Three mistakes worth dodging.

Treating every failure as “the model hallucinated.” That phrase is too coarse. Of the named sub-failures in this lesson, only one (tool hallucination, where the model invents a function name) is what people usually mean by hallucination. The others are ground-able failures with specific, often non-AI fixes.

Fixing in the wrong bucket. A common pattern: the model produces a vague answer for a tool-able query, and the team assumes the model is too weak. They upgrade the model. The real failure was Bucket 2 (the tool returned an unhelpful error). The model upgrade doesn’t fix it. Categorizing first prevents this.

Letting tool outputs be ad-hoc. Production tool-using systems can have hundreds of tools with inconsistent naming conventions, error handling, and response structures. Each inconsistency is a future failure mode. A small amount of tool-output discipline (always return structured, always include semantic field names, always handle errors meaningfully) prevents disproportionate downstream pain.

What you should remember

• Tool-use failures fall into three buckets. Stage 1 (tool prediction): the LLM picked wrong. Stage 2 (tool execution): the tool itself misbehaved. Stage 3 (response synthesis): the LLM mishandled a correct tool response.
• Nine named sub-failures across the three buckets.

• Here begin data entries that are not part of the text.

PR #624, opened 2017-10-20
Create extraction dir before module extraction

stulees:


stulees:
@tejohnso Good catch, thanks

PR #627, opened 2017-10-23
Ensuring background modules are started before foreground modules

stulees:


stulees:
@tejohnso I've removed a unit test and had to disable an installer integration test due to no longer restarting a module once extracted. I've removed the module restart upon extraction because we need precedence to background modules always starting before foreground, as per the changes in this PR. Need a re-think on how we upgrade and restart modules with this rule now. Thoughts? @rodrigopavezi FYI

installer/main-controller.js
```diff
@@ -370,7 +371,14 @@ module.exports = {
...
       }
     })
+    .then(()=>{
+      if (options && options.startBackground) {
+        moduleController.startBackgroundModules();
+      }
+    })
+    .then(()=>{})
     .then(()=>{log.all("install complete", "", 100);})
+    .then(()=>{})
```
tejohnso: What are these empty functions for?

installer/installer.js
```diff
@@ -102,7 +101,8 @@ module.exports = {
         })
         .then(()=>{
           config.updateManifestVersion(module.name, module.version);
-          moduleController.restartModule(module.name);
+          //TODO: Need to revise where/when to restart an upgraded module based on background modules needing precedence to start first
+          // moduleController.restartModule(module.name);
```
tejohnso: If we don't start anything here, any new downloaded module versions will start up on the next restart. I think that's simplest and should be fine.

tejohnso: The whole background-foreground thing might be unnecessary too.  Modules know when they connect to LM. It should be reasonable for them (player) to hold off on sending whatever they need to send until after they've connected to LM.

PR #629, opened 2017-10-25
Revise install and upgrade flow

stulees:


stulees:
@tejohnso Added our discussed changes, cheers

PR #652, opened 2017-12-08
Use double backslash for player extraction on win

tejohnso:


tejohnso:
Yeah, it's rather unusual (at least to me) to have to double escape backslashes in a command line parameter.

PR #655, opened 2017-12-19
Deploy beta

stulees:
- Separation of beta and stable deploy tasks
- beta deploy does not push installer to root GCS and now updates beta manifests only
- stable deploy (triggered by `build/stable` branch) builds and pushes installer to root GCS, does not update any manifests
- Launcher now checks for BETA file bundled within `Installer/` directory, downloads remote beta manifest if exists, otherwise downloads remote stable manifest


.circleci/config.yml
```diff
@@ -54,6 +54,10 @@ jobs:
           root: .
           paths:
             - version-string
+      - run: |
+          if [ "${CIRCLE_BRANCH}" != "build/stable" ]; then
+            touch BETA
+          fi
       - run: mkdir -p ~/.ssh
```
tejohnso: I think we should be more cautious here and say:

```
touch BETA
if [ "${CIRCLE_BRANCH}" == "build/stable" ]; then
  rm BETA
fi
```

That way we default to BETA and if anything goes wrong with the comparison we don't harm STABLE.

.circleci/config.yml
```diff
@@ -230,17 +234,36 @@ jobs:
...
 
       - run: gsutil cp manifests/*.json gs://install-versions.risevision.com/master/
       - run: gsutil setmeta -h "Cache-Control:private, max-age=0" gs://install-versions.risevision.com/master/*.{sh,exe,json}
       - run: gsutil setmeta -h "Content-Disposition:attachment" gs://install-versions.risevision.com/master/*.sh
       - run: gsutil acl ch -u AllUsers:R gs://install-versions.risevision.com/master/*.{sh,exe,json}
+      - run: gsutil -m cp -p gs://install-versions.risevision.com/master/display-modules-beta-*.json gs://install-versions.risevision.com/
       - run: gsutil cp -p gs://install-versions.risevision.com/*.{exe,sh,json} gs://install-versions.risevision.com/backups/$(cat /tmp/shared-workspace/version-string/version)/
-      - run: gsutil -m cp -p gs://install-versions.risevision.com/master/* gs://install-versions.risevision.com/
       - run: gsutil -m cp -p gs://install-versions.risevision.com/master/* gs://install-versions.risevision.com/releases/$(cat /tmp/shared-workspace/version-string/version)/
```
tejohnso: Are the beta manifests going to be updated to include .../releases/... for the launcher module?
We should probably change this to .../releases/launcher... to be consistent with the others.

.circleci/config.yml
tejohnso: But I don't think we need it here.  We can check for ${CIRCLE_BRANCH} in build.sh

build.sh
```diff
@@ -47,6 +48,12 @@ do
   ./node_modules/.bin/electron-packager . "installer" --out="$ARCH_DIR/" --version="$ELECTRON_VERSION" --platform="$PLATFORM" --arch="$ELECTRON_ARCH" --ignore=".git|builds|^test" --asar=true --overwrite=true
   mv "$ARCH_DIR/installer-$PLATFORM-$ELECTRON_ARCH" "$VERSION_DIR/Installer"
 
+  # Conditionally bundle beta file
+  if [ -f "$BETA" ]
+  then
+    cp "$BETA" "$VERSION_DIR/Installer"
```
tejohnso: I think we can check the CIRCLE_BRANCH here instead of copying a file.  First `touch $VERSION_DIR/Installer/BETA` then if branch is stable/build `rm $VERSION_DIR/Installer/BETA`

.circleci/config.yml
stulees: @tejohnso Yes the beta manifests will have the `url` prop updated with ../releases/. Agreed, we should make consistent with other modules, will change that.

stulees:
@tejohnso Changes made, please review, thanks

package.json
```diff
@@ -6,7 +6,10 @@
   "author": "Tyler Johnson <mail@tyler-johnson.ca> (http://github.com/tejohnso)",
   "license": "ISC",
   "devDependencies": {
+    "electron": "1.7.8",
```
jungeunyoon: @stulees sneaky sneaky thanks for taking care of that 🥇

update-manifest-e2e.js
```diff
@@ -0,0 +1,41 @@
...
+  json.rolloutPct = (pct || pct === 0) ? pct : json.rolloutPct;
+  fs.writeFileSync(filePath, JSON.stringify(json, null, 2));
+} catch(e) {
+  return err(e);
+}
+
+function updateUrl(url, version, branch) {
+  let parts = url.split("/");
+
+  if (branch === "build/stable") {
```
tejohnso: If we're building stable we test staging/launcher/${version}/...

For non stable can't we say releases/launcher/${version}/.... ?  The difference would be more clear that way.

run-e2e-tests.sh
```diff
@@ -5,5 +5,23 @@ VERSION=$1
...
+if [ $ARCH == "lnx-armv7l" ]
+then
+  MANIFEST="$BASE_MANIFEST_NAME-lnx-arm.json"
+else
+  MANIFEST="$BASE_MANIFEST_NAME-$ARCH.json"
+fi
+
+mkdir -p e2e_$ARCH
+gsutil -m cp gs://install-versions.risevision.com/$MANIFEST e2e_$ARCH
+find e2e_$ARCH -name $MANIFEST -exec node update-manifest-e2e.js '{}' $BRANCH $VERSION 50 \;
```
tejohnso: Do we need to change the rollout%?  If so, why 50?

stulees: @tejohnso I followed the pct previously being applied. I'm not sure why it's 50 either, I'd assumed the reasoning involved launcher-e2e and didn't think it necessary to review. Do you recall why it has been 50?

PR #658, opened 2017-12-21
Expect beta manifests in beta subdur

tejohnso:


stulees:
@tejohnso Added a change, see last commit

PR #660, opened 2017-12-22
Treat player extraction differently

tejohnso:
Player build should eventually be changed to match other modules.


tejohnso:
@santiagonoguez It should be ok with latest commit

Bucket 1: punt, hallucination, wrong-tool, wrong-arguments. Bucket 2: tool-error, tool-returned-nothing. Bucket 3: didn’t-ground, buried-in-noise, poorly-structured.
• Categorize before chasing. Identify which bucket the failure is in before reaching for fixes. Most “AI is broken” failures resolve cleanly once correctly placed.
• Tool implementation quality is high-leverage. Well-named functions, precise docstrings, structured-output discipline, meaningful error handling. None of this is AI work; all of it makes AI features more reliable.
• The lecturer’s methodology is durable. “Categorize errors before chasing them” is the discipline that runs through Phase 7. It applied to LaaJ. It applied to benchmarks. It applies here.

If you remember one thing

Tool-use failures fall into three buckets: tool prediction, tool execution, response synthesis.
Categorize the failure before chasing the fix. Most “AI is broken” cases resolve cleanly once placed.
Tool quality (names, docstrings, structured outputs) is the high-leverage non-AI work that makes AI features reliable.